There is a new Bourne movie coming our way, and my wife and I cannot wait. Jason Bourne is one of my favorite action movie heroes for lots of reasons. He is humble. He never quits. He can do just about anything. And he is always the underdog, hopelessly outmatched, but able to find a way through. Aside from the character, the music always great, the acting is top notch, the cinematics are flawless, and the greater story arc pushes the individual movies. They are really great movies.
There is one type of scene which has featured in each of the movies about Jason Bourne, and it ties directly into Christian living: improvised weapons.
You may remember how in the first movie, The Bourne Identity, we all watched in stunned
amazement as Jason Bourne confronts an assassin armed with a knife, and as their fight progresses through the apartment, Bourne finally finds his weapon of choice.
A ball point pen. I don’t even write with a ballpoint pen unless I absolutely have to, but Bourne takes on an assassin with one.
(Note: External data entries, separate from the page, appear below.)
PR #842, opened 2019-05-18
Load glTF

wbrbr:
This PR adds support for the glTF 2.0 file format.

Some features:
* works with .gltf and .glb
* works with embedded (base64) or external textures
* loads the albedo/diffuse texture
* works with multiple mesh per model and multiple primitives per model

Some restrictions (not exhaustive):
* only triangle meshes
* it doesn't support node hierarchies or transforms
* it only loads the diffuse texture. It wouldn't be too hard to make it load other textures (normal, roughness/metalness) if you want to.
* it only supports unsigned short for indices (no byte/unsigned int) and float for texture coordinates (no byte/unsigned short). All the models I have seen loaded correctly but it might still be an issue

Sponza: (there are some  rendering artifacts but it loads correctly)
screenshot000

Duck:
screenshot001

### DIFF
--- a/src/models.c
+++ b/src/models.c
@@ -60,6 +60,7 @@
 #if defined(SUPPORT_FILEFORMAT_GLTF)
     #define CGLTF_IMPLEMENTATION
     #include "external/cgltf.h"         // glTF file format loading
+    #include "external/stb_image.h"
 #endif
 
 #if defined(SUPPORT_MESH_GENERATION)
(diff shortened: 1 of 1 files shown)


raysan5:
@wbrbr this is an amazing addition! Thank you vey much! I'm merging it as soon as possible! :D

Leinnan:
How about anims?

raysan5:
@Leinnan supporting animations requires some extra work... maybe in a future...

In the next 15 seconds, Bourne stabs this poor, hopelessly outgunned (outpenned?) assassin who mistakenly brought a knife to a pen fight. Eventually Jason wins the fight, kills the bad guy, and moves on to fight for justice on behalf of misunderstood assassins everywhere.
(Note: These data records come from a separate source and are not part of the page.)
Issue #1319, opened 2020-07-22
[input] Gamepad buttons and axis not working (linux)


muevoid:
### Issue description

I have tried in both my own project and the gamepad example both in browser and
on my machine compiled. However it just shows up with gamepad not detected.
I have tested with jstest to make sure the joystick is showing up on a system
level and it appears to be fine. (To note i have tried this with both a Xbox
one controller and a steam controller)

### Environment

I am on KISS Linux latest stable kernel.

### Code Example

Just the code in the gamepad_test_example that checks if a gamepad is
available. AKA (IsGamePadAvailable(GAMEPAD_PLAYER1))

raysan5:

In the second movie, The Bourne Supremacy, Bourne is framed for a series of very bad, national security threatening type of things, his girlfriend is killed by bad guys, and he has to go to war against the organization that once used his skills as an assassin but are now trying to frame him. In this movie, there is a scene where Bourne confronts another assassin in his home. As is probably the case in most killer-to-killer conversations, the scene progresses from talking to fighting faster than our attention spans can ignore, and Jason finds himself, yet again, facing a knife wielding assassin with no weapon of his own. Not to worry, though, if you’re Jason Bourne – there is a magazine laying nearby. Bourne rolls up this magazine and beats the other guy like a misbehaving puppy. Once again, Bourne goes on to expose the evil miscreants and their inhumanity to the world, and all good people everywhere rejoice.
In the third movie, The Bourne Ultimatum, Jason Bourne finds himself, yet again, on the wrong side of a fight with a team of international assassins (seriously, there are a lot of assassins out there, y’all). New people, new faces, different locations, but same scenario. Some poor professionally trained killer finds himself with nothing but a large metal bludgeon as he fights against an empty-handed Jason Bourne. But as is always the case, he does not stay empty handed for long. Because close at hand is one of the mightiest weapons known to mankind – a book. Now, when most people use a book to mount an offensive, they are doing so with pen in hand, closed in a small cupboard-like office until their thinking has turned into writing. Not so with Bourne. He uses a book more like a hammer, and treats his opponent like a nail that bent the wrong direction – just hit it ’til it’s out of the way.
By now, you know the story, Jason single-handedly dismantles an army of evil men with nothing other than the choice tools of academics across the world.
Those scenes are awesome, because Jason Bourne, with skills and gifts beyond mortal men, takes the normal mundane things in life and turns them into powerful weapons for good.
That is almost exactly how I define missional living for the people in our church, Living Stone Community Church.
We take the normal mundane things of life (e.g. eating, resting, talking, listening, celebrating, etc.) and, with the power of the Holy Spirit, turn them into powerful tools for sharing the gospel of Jesus Christ.
This is not our novel idea. The Apostle Paul got us started down this road when he told Christians that whether they eat or drink, or whatever they do, we should do it all for the glory of God. So when we eat, we invite others to eat with us. That creates an opportunity to share your story, and you will get the chance to hear someone else’s story. When we do fun things with our families, we think about who else can come and do those things with us. When we celebrate good things God has done, we invite others to come celebrate God’s goodness with us. We follow the Jason Bourne school of fighting: we take advantage of the mundane and make it powerful.
Do you have a job? Use it for the good of other people and mission of God. Do you have friends? Live in such a way that they start thanking your God for their relationship with you. Do you have a car? Maybe you should stop inviting people to church, and start offering to pick them up for church. Do you have a house? What if you stopped treating your house as your personal refuge from the world, and started using it as a tool to reach the world?
We weaponize everything in our life to make it serve God’s purpose in restoring the world to Himself.